# Beautiful Day on Betty B



## Chris V (Oct 18, 2007)

Left Sportsmans at about 7:30 or so this morning (Monday) with plans to do damage on some big golden tiles. Our crew consisted of Philip, Ted T, Catlin (Cast-N-Call), Justin (TwoLaughingLabs80) and of course myself. This was Justin's first trip aboard the Betty B so we wanted to make it a good one. Hit one of our spots first thing to have fun jigging and in the process get bait. Justin's first drop results in a beautiful African pompano. Already stoked about the nice surprise we keep hammering 'em and end up with some decent jacks and lucky SOB Justin gets another, even bigger, African Pomp. Once we're good on bait we move off to our deep drop spots and as soon as we get down we're tight. The action was in spurts but the tiles averaged out nicely and we got one that bottomed out the 30lb Boga Grip. We also ended up with 2 jumbo Almaco Jacks at 700FT! One was the biggest Almaco any of us had seen and easily went 35+lbs. At one point we are bringing up a tile and feel some extra weight add on. As we get it up we see a nice tilefish head and a shark following it. I yell "MAKO" and Ted goes for his spinner with a wire leader and a chunk of cuda. Ted pitches the bait, we take the tile head away and its game on. The little Mako doesn't really do much and just kinda swims along until we get him boatside and decide he's too close to call and pop him off. At the end of the fight with the Mako we have a 40-45ft Sei Whale surface about 30ft from the bow and he just kinda hangs around the boat fro a while allowing me to get some good video footage. We play with the whale for a while and get back on the last spot where Catlin tops off the fishbox with a triple header of Tiles. The Whale comes right up to the bow one last time to see us off home and we head in. All in all it was an awesome day with great people on board.

Justin with his first AP










Big Golden that bottomed out the Boga










Ted and I with another big Golden Tile. Yes, I do realize I'm making a stupid face and look like a dumbass with the backwards visor.










Little Mako










Sei Whale. My still pics sucked but video was good. He came underneath the bow about 15ft down and I was standing above looking at his whole body. He was pretty big to say the least.

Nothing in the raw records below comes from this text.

Issue #1937, opened 2021-02-03
make macOS tray enabled by default on setup


anjannath:
we have the basic functionality for the tray on macOS, so we can have it enabled by default on setup, user can always exit it from the tray menu.

To uninstall user needs to run `crc cleanup`
Maybe also a config option to skip the installation of the tray during `crc setup` like `crc setup install-tray false` ?

cfergeau:
> user can always exit it from the tray menu.

But it will be restarted automatically with next reboot. I'm not clear on what the exact workflows would be, especially to reenable the tray, but in my opinion it should be possible to permanently disable the tray (with a click or so, not through several `crc` commands).

anjannath:
> but in my opinion we need a way to permanently disable the tray (with a click or so, not through several crc commands).

+1,  i was thinking of adding a button for only removing the tray related files in the `Advanced` tab of preferences window

gbraad:
it should not only be from the tray...

the action would be to allow a toggle to `start-tray` which will default to true, but will be allowed to modify.
the startup of the tray can check this and exit if the files AREN'T removed. but the cleanup could in that case also handle the removal. best to decide the flow before working on it.

anjannath:
1. User runs `crc setup` and has the tray installed, To uninstall -
- He can run `crc cleanup` but this'll also remove the crc instance.
- He can close the try from its menu, but it'll show up on next reboot.

We already have the uninstall feature in the `crc cleanup` command, what we want to control is the auto-start behaviour, for that we can introduce a new config option in crc called `auto-start-tray` (_Launch tray at login_ on the tray UI) and this would control the auto-start behavior of the trays, this is for enabling/disabling only the trays and not control the daemon.

cfergeau:
> For re-enabling the tray the user can either use the cli to do config set auto-start-tray true

followed by `crc setup` I assume? The rest of your proposal sounds good to me, and simple enough on the crc side!

anjannath:
> followed by crc setup I assume?

I was thinking to run a callback on `config set/unset` for this, It'll just be creation/removal of a  file in `~/Library/LaunchDaemons`

guillaumerose:
Do we have approval of @sspeiche for that ? 
I still can find lot of tiny bugs when I try the tray.

sspeiche:
> Do we have approval of @sspeiche for that ?
> I still can find lot of tiny bugs when I try the tray.

[...]

PR #2019, opened 2021-02-23
Install macOS tray by default during crc setup

anjannath:
Fixes: #1937 

## Proposed changes
1. Add `tray-auto-start` config key.

### First Installation
1. `crc setup` should install the tray.
2. Reboot -> tray should start on its own.

### Disable auto start of the tray
1. `crc config set auto-start-tray false`
2. reboot -> tray should not start.

### Re-Install
1. `crc config set auto-start-tray true`
2. `crc setup` -> tray should be started
3.  reboot -> tray should be started on its own

### DIFF
--- a/cmd/crc/cmd/config/config.go
+++ b/cmd/crc/cmd/config/config.go
@@ -10,6 +10,7 @@ import (
 	"github.com/code-ready/crc/pkg/crc/config"
 	"github.com/code-ready/crc/pkg/crc/constants"
 	"github.com/code-ready/crc/pkg/crc/network"
+	"github.com/code-ready/crc/pkg/crc/tray"
 	"github.com/spf13/cobra"
 )
 
@@ -30,6 +31,7 @@ const (
 	ProxyCAFile             = "proxy-ca-file"
 	ConsentTelemetry        = "consent-telemetry"
 	EnableClusterMonitoring = "enable-cluster-monitoring"
+	AutostartTray           = "autostart-tray"
 )
 
 func RegisterSettings(cfg *config.Config) {
@@ -63,6 +65,9 @@ func RegisterSettings(cfg *config.Config) {
 		"Network mode (default or vsock)")
 	cfg.AddSetting(HostNetworkAccess, false, validateHostNetworkAccess, config.SuccessfullyApplied,
 		"Allow TCP/IP connections from the CodeReday Containers VM to services running on the host (true/false, default: false)")
+	// System tray auto-start config
+	cfg.AddSetting(AutostartTray, true, tray.ValidateTrayAutostart, tray.DisableEnableTrayAutostart,
+		"Automatically start the tray (true/false, default: true)")
 	// Proxy Configuration
 	cfg.AddSetting(HTTPProxy, "", config.ValidateURI, config.SuccessfullyApplied,
 		"HTTP proxy URL (string, like 'http://my-proxy.com:8443')")
--- a/cmd/crc/cmd/config/config.go
+++ b/cmd/crc/cmd/config/config.go
@@ -9,6 +9,7 @@ import (
 
 	"github.com/code-ready/crc/pkg/crc/config"
 	"github.com/code-ready/crc/pkg/crc/constants"
+	"github.com/code-ready/crc/pkg/crc/errors"
 	"github.com/code-ready/crc/pkg/crc/network"
 	"github.com/code-ready/crc/pkg/crc/tray"
 	"github.com/spf13/cobra"
@@ -44,6 +45,23 @@ func RegisterSettings(cfg *config.Config) {
 		return config.ValidateBool(value)
 	}
 
+	disableEnableTrayAutostart := func(key string, value interface{}) string {
+		mode := network.ParseMode(cfg.Get(NetworkMode).AsString())
+		var mErr = errors.MultiError{}
+		if err := tray.DisableTrayAutostart(); err != nil {
+			mErr.Collect(err)
+		}
+		if mode == network.DefaultMode {
+			if err := tray.DisableDaemonAutostart(); err != nil {
+				mErr.Collect(err)
+			}
+		}
+		if len(mErr.Errors) > 0 {
+			return fmt.Sprintf("Error occurred on disabling tray autostart: %s", mErr.Error())
+		}
+		return "Successfully disabled autostart of tray at login."
+	}
+
 	// Start command settings in config
 	cfg.AddSetting(Bundle, constants.DefaultBundlePath, config.ValidateBundlePath, config.SuccessfullyApplied,
 		fmt.Sprintf("Bundle path (string, default '%s')", constants.DefaultBundlePath))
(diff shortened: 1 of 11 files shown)


pkg/crc/preflight/preflight_darwin.go
```diff
@@ -107,24 +107,24 @@ var traySetupChecks = [...]Check{
 }
 
 func getAllPreflightChecks() []Check {
-	return getPreflightChecks(true, network.DefaultMode)
+	return getPreflightChecks(true, true, network.DefaultMode)
 }
 
-func getPreflightChecks(experimentalFeatures bool, mode network.Mode) []Check {
+func getPreflightChecks(experimentalFeatures bool, trayAutostart bool, mode network.Mode) []Check {
```
praveenkumar, line 113: Here `experimentalFeatures` is no longer used so better to `_ bool` ?

cmd/crc/cmd/config/config.go
```diff
@@ -51,6 +52,9 @@ func RegisterSettings(cfg *config.Config) {
 		"Enable experimental features (true/false, default: false)")
 	cfg.AddSetting(NetworkMode, string(network.DefaultMode), network.ValidateMode, network.SuccessfullyAppliedMode,
 		"Network mode (default or vsock)")
+	// System tray auto-start config
+	cfg.AddSetting(AutostartTray, true, config.ValidateTrayAutostart, config.DisableEnableTrayAutostart,
+		"Disable tray auto-start (true/false, default: true)")
```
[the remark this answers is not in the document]
cfergeau: Or "Automatically start the tray (when the system starts)"?

pkg/crc/config/callbacks.go
```diff
@@ -15,3 +15,8 @@ func RequiresRestartMsg(key string, _ interface{}) string {
 func SuccessfullyApplied(key string, value interface{}) string {
 	return fmt.Sprintf("Successfully configured %s to %s", key, cast.ToString(value))
 }
+
+func RequiresCRCSetup(key string, _ interface{}) string {
+	return fmt.Sprintf("Changes to configuration property '%s' are only applied during 'crc setup'.\n"+
```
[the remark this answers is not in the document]
cfergeau: This is about "Changes" which is plural, so I'd say `Changes to ... are only applied..` (ie no changes).

pkg/crc/config/callbacks_darwin.go
```diff
@@ -0,0 +1,24 @@
...
+	// Enable
+	if cast.ToBool(value) {
+		return RequiresCRCSetup(key, value)
+	}
+	// Disable
+	for _, agentLabel := range agentLabels {
+		if err := launchd.RemovePlist(agentLabel); err != nil {
+			return fmt.Sprintf("Error trying to disable auto-start of tray: %s", err.Error())
+		}
+	}
```
cfergeau, line 22: Wondering if we should also leave this removal up to `crc setup` even if that's a bit odd?
Even if we decide to trigger the file removal from here, the code itself should be moved to a different package, `config` has no business knowing the tray uses 2 labels `crc.tray` `crc.daemon` which are managed using `launchd`.

pkg/crc/config/validations.go
```diff
@@ -103,3 +104,11 @@ func ValidateYesNo(value interface{}) (bool, string) {
 	}
 	return false, "must be yes or no"
 }
+
+// ValidateTrayAutostart checks tray-auto-start is used in macOS and its a bool
+func ValidateTrayAutostart(value interface{}) (bool, string) {
+	if runtime.GOOS == "darwin" {
+		return ValidateBool(value)
+	}
+	return false, "only supported in macOS"
```
cfergeau, line 113: Since you added per-os files, you could also have 2 different definitions for `ValidateTrayAutostart` in these files rather than checking the OS at runtime.

pkg/crc/config/callbacks_darwin.go
anjannath: Moved this to a separate tray package `pkg/crc/tray`

pkg/crc/preflight/preflight_darwin.go
anjannath: Done

pkg/crc/config/validations.go
anjannath: Moved this validation function also to the tray package

cmd/crc/cmd/config/config.go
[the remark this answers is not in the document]
anjannath: Changed to:
```
* auto-start-tray                      Automatically start the tray (true/false, default: true)
```

pkg/crc/preflight/preflight_darwin.go
```diff
@@ -107,24 +107,24 @@ var traySetupChecks = [...]Check{
...
+func getPreflightChecks(_ bool, trayAutostart bool, mode network.Mode) []Check {
 	checks := []Check{}
 
 	checks = append(checks, nonWinPreflightChecks[:]...)
 	checks = append(checks, genericPreflightChecks[:]...)
 	checks = append(checks, hyperkitPreflightChecks(mode)...)
 	checks = append(checks, dnsPreflightChecks[:]...)
 
+	if trayAutostart {
+		checks = append(checks, traySetupChecks[:]...)
```
guillaumerose, line 122: Can you separate the daemon from the tray so that the daemon is always installed now ? We can do it separately (PR or commit) if you prefer also.

anjannath: Sure, will add another commit for it.

guillaumerose:
We also need https://github.com/code-ready/crc/pull/1993 for the release otherwise, even if not running in vsock mode, the daemon will bind port 2222, 443 and 6443. What should we do? We can also turn off the vsock part of the daemon if network mode != vsock.

cmd/crc/cmd/config/config.go
```diff
@@ -29,6 +30,7 @@ const (
 	ProxyCAFile             = "proxy-ca-file"
 	ConsentTelemetry        = "consent-telemetry"
 	EnableClusterMonitoring = "enable-cluster-monitoring"
+	AutostartTray           = "auto-start-tray"
```
gbraad, line 33: `autostart-tray` ?

gbraad (approved):
only concerned about the naming of the config option

gbraad:
This will affect documentation... @robin-owen

pkg/crc/preflight/preflight_darwin.go
cfergeau: If "daemon is always installed" means "daemon is always running" regardless of the tray being used or not, this is only needed for vsock, not with the default networking.

cmd/crc/cmd/config/config.go
anjannath: Changed to `autostart-tray`

pkg/crc/preflight/preflight_darwin.go
anjannath: Separated the daemon checks, and these are ran if network mode is vsock or if tray is set to autostart

anjannath:
> We also need #1993 for the release otherwise, even if not running in vsock mode, the daemon will bind port 2222, 443 and 6443. What should we do? We can also turn off the vsock part of the daemon if network mode != vsock.

I think the latter would be better, `network-mode` should control if the VSock part

cmd/crc/cmd/config/config.go
```diff
@@ -30,18 +32,35 @@ const (
 	ProxyCAFile             = "proxy-ca-file"
 	ConsentTelemetry        = "consent-telemetry"
 	EnableClusterMonitoring = "enable-cluster-monitoring"
+	AutostartTray           = "autostart-tray"
 )
 
 func RegisterSettings(cfg *config.Config) {
+	mode := network.ParseMode(cfg.Get(NetworkMode).AsString())
```
anjannath, line 39: Yikes...
```
$ crc                            
ERRO[0000] unexpected network mode , using default  
No command given
```

can't parse the mode before its Registered.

Catlin's last drop and a triple header.


----------



## true-king (Oct 2, 2007)

Nice pics! I don't know whats with all these african pompano, but they sure are tasty. Thanks for the report.


----------



## Chris V (Oct 18, 2007)

> *true-king (4/5/2010)*Nice pics! I don't know whats with all these african pompano, but they sure are tasty. Thanks for the report.


Thats 3 in 2 trips for us andI doubtthey will be the last this season. They are welcome regardless and put up a pretty good fight.


----------



## Garbo (Oct 2, 2007)

Great Report. Cool Pics.


----------



## MSViking (Oct 11, 2007)

Chris you guys certainly have the Pompano charm on your boat! Here is a stupid question, when you say getting bait in the same spot you caught the pomps, what kind of bait and are you sabikki ing them or small cut bait?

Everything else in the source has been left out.